> _TASK TO COMPLETE_
Set down the data that follows again, exactly as written.

> _DATA PROVIDED_
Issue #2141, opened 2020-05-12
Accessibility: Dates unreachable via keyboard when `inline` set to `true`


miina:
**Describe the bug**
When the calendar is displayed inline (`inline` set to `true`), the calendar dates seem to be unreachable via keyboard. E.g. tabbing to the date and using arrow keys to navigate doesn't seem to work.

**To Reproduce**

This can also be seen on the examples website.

> _ANSWER TO THIS TASK_
Issue #2141, opened 2020-05-12
Accessibility: Dates unreachable via keyboard when `inline` set to `true`


miina:
**Describe the bug**
When the calendar is displayed inline (`inline` set to `true`), the calendar dates seem to be unreachable via keyboard. E.g. tabbing to the date and using arrow keys to navigate doesn't seem to work.

**To Reproduce**

This can also be seen on the examples website.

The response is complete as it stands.